Please count every line of the following material that holds "heaps" and give the total alone.
====== Input for this task ======
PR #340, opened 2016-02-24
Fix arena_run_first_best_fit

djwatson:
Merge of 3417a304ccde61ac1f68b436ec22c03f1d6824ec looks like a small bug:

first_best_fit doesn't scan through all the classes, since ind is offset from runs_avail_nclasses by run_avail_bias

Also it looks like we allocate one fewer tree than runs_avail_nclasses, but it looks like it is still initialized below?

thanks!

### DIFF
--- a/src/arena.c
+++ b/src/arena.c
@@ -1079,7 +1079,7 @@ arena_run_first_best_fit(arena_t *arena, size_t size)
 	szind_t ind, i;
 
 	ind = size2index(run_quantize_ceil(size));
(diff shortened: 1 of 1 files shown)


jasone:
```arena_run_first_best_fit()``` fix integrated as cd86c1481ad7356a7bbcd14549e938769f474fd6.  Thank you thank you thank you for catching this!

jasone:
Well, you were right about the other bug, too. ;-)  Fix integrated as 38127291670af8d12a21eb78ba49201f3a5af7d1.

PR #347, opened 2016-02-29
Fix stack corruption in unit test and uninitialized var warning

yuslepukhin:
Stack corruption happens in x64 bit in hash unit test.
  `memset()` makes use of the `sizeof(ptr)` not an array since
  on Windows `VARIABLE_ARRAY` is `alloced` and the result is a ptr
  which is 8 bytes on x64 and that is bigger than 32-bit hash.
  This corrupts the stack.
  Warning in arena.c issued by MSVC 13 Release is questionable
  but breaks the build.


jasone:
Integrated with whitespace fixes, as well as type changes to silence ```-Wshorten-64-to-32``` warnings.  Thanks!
======
====== Input for this task ======
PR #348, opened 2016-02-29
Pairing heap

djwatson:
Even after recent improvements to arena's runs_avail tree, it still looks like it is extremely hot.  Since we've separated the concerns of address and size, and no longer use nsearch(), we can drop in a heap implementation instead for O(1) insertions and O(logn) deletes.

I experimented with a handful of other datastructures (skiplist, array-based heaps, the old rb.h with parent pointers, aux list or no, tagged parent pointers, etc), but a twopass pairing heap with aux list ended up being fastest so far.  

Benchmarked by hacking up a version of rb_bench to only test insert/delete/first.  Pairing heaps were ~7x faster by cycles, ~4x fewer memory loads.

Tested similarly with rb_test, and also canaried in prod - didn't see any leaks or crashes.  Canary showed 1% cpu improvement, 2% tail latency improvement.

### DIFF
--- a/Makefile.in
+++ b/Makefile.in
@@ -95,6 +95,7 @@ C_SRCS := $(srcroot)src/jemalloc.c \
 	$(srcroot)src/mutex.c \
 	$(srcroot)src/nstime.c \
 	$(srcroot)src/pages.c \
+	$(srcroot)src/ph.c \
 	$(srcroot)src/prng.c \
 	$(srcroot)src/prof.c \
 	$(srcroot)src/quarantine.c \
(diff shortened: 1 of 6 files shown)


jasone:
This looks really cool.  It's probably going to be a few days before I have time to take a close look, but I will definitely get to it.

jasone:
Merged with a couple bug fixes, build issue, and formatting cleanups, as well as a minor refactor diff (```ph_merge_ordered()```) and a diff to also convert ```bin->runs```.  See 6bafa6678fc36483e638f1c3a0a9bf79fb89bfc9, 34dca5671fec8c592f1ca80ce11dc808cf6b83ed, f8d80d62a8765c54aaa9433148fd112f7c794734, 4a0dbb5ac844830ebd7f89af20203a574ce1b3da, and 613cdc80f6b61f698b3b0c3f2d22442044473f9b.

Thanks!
======
====== Input for this task ======
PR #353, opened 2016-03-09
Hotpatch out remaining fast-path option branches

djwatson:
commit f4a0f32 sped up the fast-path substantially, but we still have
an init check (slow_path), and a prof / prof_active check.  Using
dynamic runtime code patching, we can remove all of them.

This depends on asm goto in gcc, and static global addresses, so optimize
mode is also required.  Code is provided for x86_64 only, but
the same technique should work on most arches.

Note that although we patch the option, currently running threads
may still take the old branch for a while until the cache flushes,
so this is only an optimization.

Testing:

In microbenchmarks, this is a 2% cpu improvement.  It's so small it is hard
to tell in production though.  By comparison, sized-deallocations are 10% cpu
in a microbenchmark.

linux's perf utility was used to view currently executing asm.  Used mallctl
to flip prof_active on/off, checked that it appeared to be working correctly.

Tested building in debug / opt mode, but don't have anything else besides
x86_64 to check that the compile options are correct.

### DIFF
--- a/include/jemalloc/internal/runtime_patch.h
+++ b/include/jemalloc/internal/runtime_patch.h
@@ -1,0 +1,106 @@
======
*Result for this task:* 2